* What is being asked: Set down, please, without alteration, the lines of the entries below from the first through the one containing "3. Added experiment".

========================================

PR #2657, opened 2026-08-25
Resize Venmo QR modal for QR enhancement experiment

nityasp:
This PR introduces a smaller modal size (512×382) for buyers bucketed into the venmoDesktopQRCodeEnhancements experiment, while keeping the existing legacy size (720×612).

1. Adjusted `#qrModal` CSS dimensions for the new Venmo QR design.
2. Gated size behind the experiment - Added a new prop `isRedesign` which conditionally renders `#qrModal` at 512×382 (redesign) vs 720×612 (legacy). Added experiment to `QRCodeProps` type.
3. Added experiment as an explicit zoid prop definition with `allowDelegate: true`

Here is the related v5 [PR](https://github.com/OnePayPal/smartcomponentnodeweb/pull/1491) for this.


jtanya17 (approved):

tmanderson (approved):
Looks good. Pointed this out in the v5 PR, but wanted to call out [this work](https://github.com/OnePayPal/smartcomponentnodeweb/compare/develop...feature/DTPPCPSDK-6328-venmo-qr-code-modal-close-button#diff-69a4c898165a4ebd5771da5291578bcf9c2079730fd2c554b2965bbf44739e04R206) I'd done earlier to pass the experiment flags down to the iframe displays.

Might need to chat a bit more on that.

========================================

* Answer section:
PR #2657, opened 2026-08-25
Resize Venmo QR modal for QR enhancement experiment

nityasp:
This PR introduces a smaller modal size (512×382) for buyers bucketed into the venmoDesktopQRCodeEnhancements experiment, while keeping the existing legacy size (720×612).

1. Adjusted `#qrModal` CSS dimensions for the new Venmo QR design.
2. Gated size behind the experiment - Added a new prop `isRedesign` which conditionally renders `#qrModal` at 512×382 (redesign) vs 720×612 (legacy). Added experiment to `QRCodeProps` type.
3. Added experiment as an explicit zoid prop definition with `allowDelegate: true`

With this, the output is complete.